# iPad Pro workflow



## gigabellone (Jun 11, 2017)

I have sadly given up the idea of having a proper workstation, as i'm forced to move often, and will be so for at least a couple more years. Keep in mind i'm not a professional, and for me taking photos is just a way to spend time in a meaningful and creative way. Given these conditions, the new 13" iPad Pro seems like an acceptable compromise to me.

I have been impressed by Affinity Photo for desktop, and was planning to make it my go-to editor once i get the iPad Pro. What's still not clear to me is how to the import and store photos. Affinity for iPad offers two importing tools: Import from Cloud and Import from Photos. Import from Photos doesn't look like a viable solution because, if i understand correctly, the app just extracts a jpg out of the raw file. If this is the case, i'm stuck importing from the cloud. But how do i import photos from the camera to the cloud without a computer? Would it be possible to use the companion app of NAS as a means of importing raws into Affinity?
If i'm forced to pay for cloud storage, would rather consider subscribing to Adobe CC.


----------



## zim (Jun 11, 2017)

Why not just use a laptop?


----------



## gigabellone (Jun 11, 2017)

There is no room for a desk in my current room, and i don't want to use other shared spaces over the house for this.

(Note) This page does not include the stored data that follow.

PR #9222, opened 2026-08-30
Report every battery in the machine, not just the first

Vegasq:
## The bug

`omarchy-battery-status` picks its battery with `upower -e | grep BAT | head -n 1`, so on a machine with two packs it reports one. ThinkPads with an internal cell plus a hot-swap slice are the common case.

On my X280 the power panel read **5% · 22Wh · cycles 6 · 0W · no time left** while the machine was actually at **11% of 46Wh, drawing 20W, 15 minutes from empty** — the internal pack happened to enumerate first and happened to be idle.

The panel contradicted itself on the same surface, too: the hero percentage comes from this command, but the progress bar under it reads `UPower.displayDevice`, which is already the composite. The text said 5% next to a bar drawn at 11%.

## The fix

Take the headline figures from UPower's `DisplayDevice` — the composite of every pack, which UPower already maintains and which the bar icon and the low-battery service were using all along — and sum the instantaneous sysfs draw across all packs rather than reading one.

Two details do not come from the composite:

- **Charge thresholds** hang off the individual packs; `DisplayDevice` does not carry them, so they are still read from a real battery (falling back to sysfs as before).
- **Cycle counts** are reported per pack (`6 · 12`). Packs wear at their own pace and there is no honest way to collapse two counts into one number.

## Showing both

The status command now also emits each pack behind numbered keys (`batteries`, `battery.1.name`, `battery.1.percentage`, …), and the power panel breaks the composite down into a `BATTERIES` section when there is more than one:

image

Single-battery machines are untouched: one entry means no section, so the panel looks exactly as it does today. An older `omarchy-battery-status` that emits no entries at all is handled the same way, so a half-updated tree degrades rather than breaks.

## See also
[https://github.com/omacom/omarchy/pull/9106](https://github.com/omacom/omarchy/pull/9106)

## Verification

- `test/shell.d/battery-status-test.sh` — the existing single-battery scenario is unchanged and still passes; a new two-battery scenario stubs `upower` with `BAT0`/`BAT1`/`DisplayDevice` and asserts the composite figures, the joined cycle counts, the thresholds staying off the composite device, and every per-pack key.
- `test/shell.d/power-test.sh` — `Model.batteryList` parsing, fraction clamping, the empty case, and the panel bindings.
- `./test/shell` and `./test/cli` pass. Six shell files fail on this machine both with and without the change (`bar-icon-geometry`, `config`, `snapper`, `theme-install-guards`, `unowned-system-paths`, `windows-vm-mount-boundary`); they are environment checks against an unlinked checkout, not regressions here.
- Verified in the running UI on a two-battery ThinkPad: the shell was restarted against this checkout, the panel opened over IPC, and the result screenshotted. Hero percentage and progress bar now agree, capacity reads 46Wh, and both packs appear with correct fills.

### DIFF
--- a/bin/omarchy-battery-status
+++ b/bin/omarchy-battery-status
@@ -5,6 +5,7 @@
 
 shell_output=false
 power_supply_path="${OMARCHY_POWER_SUPPLY_PATH:-/sys/class/power_supply}"
+display_device="/org/freedesktop/UPower/devices/DisplayDevice"
 
 case "${1:-}" in
   "")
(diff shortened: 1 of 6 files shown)


Vegasq:
Closing this as a duplicate — #6845 covers the same ground and covers it better.

I wrote this before scanning the open PRs properly. There are nine of us on this bug, and #6845 is the one with maintainer commits on it and with #7182, #7295 and #7917 already closed in its favour.

For anyone triaging the field later, the two places this PR is concretely worse than #6845, both on the script side:

- **Dead packs.** I take UPower's `DisplayDevice` composite at face value. On the T460s from #7916 — internal cell at 0V/0Wh still advertising its old `energy-full` — that composite reads ~49% while the live slice is at 99%. #6845 splits packs by electrical liveness and rebuilds the headline figures from the live ones.
- **`ENODEV` on `power_now`.** My `$(<"$path/power_now")` returns empty on the HP firmware from #7182/#6895, awk coerces it to `0`, and my `[[ -n $rate ]]` fallback never fires because `"0"` is not empty — so the rate reads `0W`. Inherited from the packaged script rather than introduced here, but #6845 fixes it and this does not.

One thing that may still be worth taking from here, though not from this PR as written: for the panel half, #8904 reads per-pack data from `UPower.devices` in QML rather than through the status command. That composes with #6845 (or any other script-side fix) instead of conflicting with it. This PR invents numbered `battery.N.*` keys in `omarchy-battery-status`, which couples the panel to one particular implementation of the script — the wrong seam, in hindsight.

Verified on a ThinkPad X280 with two live packs (BAT0 22.96Wh / BAT1 23.79Wh) if a data point for that configuration is useful to #6845; most of the reports on this bug involve a dead pack rather than two working ones.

Moving again is also not an option. ;D


----------



## kennethsson (Jun 11, 2017)

Apple Lightning to SD Card Camera Reader

https://www.apple.com/shop/product/MJYT2AM/A/lightning-to-sd-card-camera-reader?fnode=91


----------



## JMZawodny (Jun 11, 2017)

... or just wait for iOS 11 and its new multitasking and file system features.


----------



## c.d.embrey (Jun 11, 2017)

zim said:


> Why not just use a laptop?



Have you ever tried to hold a laptop with one hand ??? An iPad is like an artists sketch pad, not a computer.


----------



## c.d.embrey (Jun 11, 2017)

If you have access to a WiFi network, you can use DropBox, Amazon, whatever—Apple does not force yo to use iCloud


----------



## dppaskewitz (Jun 11, 2017)

I don't know about Affinity. I use my IPad Pro while traveling. I shoot Raw only. I download to Photos using the Apple card reader. I then import into Lightroom Mobile. From there I can edit in various ways in Lightroom Mobile. Lightroom Mobile synchs with my Adobe cloud (apparently). When I get home, Adobe cloud synchs the photos, including whatever edits I have made in Mobile, to my home computer Lightroom. Once in Lightroom on the home computer, I can view the photo with the Lightroom Mobile edits or go back to the original raw and re-edit. When everything has uploaded to the cloud and back to my home computer with backup, I delete the photos from Photos to save space on the Apple cloud (I think their cloud storage is fairly pricey). I hope that helps.


----------



## Mt Spokane Photography (Jun 11, 2017)

If I were editing photos on a tablet, my first choice would be a Microsoft Surface Pro 4 or later tablet. They have the power of a laptop but form factor of a tablet. They run standard editing software, anything that runs on Windows. I had a Apple Ipad, while its nice, its not a practical raw photo editing tool. I have a Android Tablet as well, but not for photo editing.


----------



## lion rock (Jun 12, 2017)

For serious editing, I'd defer to RAW and whatever the preferred software, be it LR or PS plain or with add-on. All done on proper computer or laptop.
For travel, I use iPAD and edit jpeg with PhotoGene. Gives me enough profiling on jpeg with a less powerful machine.
-r


----------



## sanj (Jun 12, 2017)

Just don't understand why a 13" laptop is not an option.


----------



## Valvebounce (Jun 12, 2017)

Hi Gigabellone. 
If you already have the iPad I can't help with the workflow, but if you don't have it yet, I would heartily second this recommendation from Mt Spokane, I use a Surface Pro4 and find it brilliant. It works nicely as a tablet with a pen for fine selection, and in a blink you can have a laptop just by clicking on the keyboard. 
I tried PhotoRaw lite, on my iPad Air, it does work with the raw but is not intuitive to me, I think I did one photo with it, the free lite version seems to have gone now. 

Cheers, Graham. 



Mt Spokane Photography said:


> If I were editing photos on a tablet, my first choice would be a Microsoft Surface Pro 4 or later tablet. They have the power of a laptop but form factor of a tablet. They run standard editing software, anything that runs on Windows. I had a Apple Ipad, while its nice, its not a practical raw photo editing tool. I have a Android Tablet as well, but not for photo editing.


----------



## tomscott (Jun 12, 2017)

The iPad pro is still a tablet pretending to be a computer and as great as they are they are limiting for the time being.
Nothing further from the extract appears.